# Albino emperor scorpion



## Psycho (Feb 5, 2005)

I have a question about something i have never heard of before.  A local pet store had a guy that came in asking for an albino emperor scorpion saying he has 2 at home.  Do these exist? If so do inverts have "colors" like snakes. I dont actually believe that this exists but if I can be proven wrong then I'll be amazed.  Please help me with this question.  Also if this is not possible what scorp would look like an "albino emp"?

-Rob and Beth


----------



## Chironex (Feb 5, 2005)

recently moulted?


----------



## Brian S (Feb 5, 2005)

It is impossible for arachnids to be albino.

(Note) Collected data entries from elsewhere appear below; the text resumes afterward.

PR #2420, opened 2020-07-21
[HTML] Add sections and logically sort contexts

deathaxe:
This PR proposes to ...

1. add section headers `###[ name ]###` to group related contexts.
2. sort sections and contexts logically based on the model of the XML.sublime-syntax.

It does not provide any functional changes.

Note: I tracked all the changes but at some point it was not easy to update all the small commits, thus had to squash them.


wbond:
Works for me, thanks!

I don't know what your friend has but it is not an albino.


----------



## Psycho (Feb 5, 2005)

Ok thanks for the answers guys.  Do you know what is the size of an emp and white/yellow?


----------



## VesAn (Feb 5, 2005)

Large, bulky body & large pincers, white/yellow in color...  sounds like a sweet scorp, if it exists :}


----------



## Psycho (Feb 5, 2005)

i havent seen them, would like to.  I just heard about it from the pet store guy because my husband was helping him do his store order LOL.  Maybe I'll contact the guy and see if I can get pictures. I'll post em then.


----------



## Div1nE (Feb 6, 2005)

maybe he's referring to the dune scorpion?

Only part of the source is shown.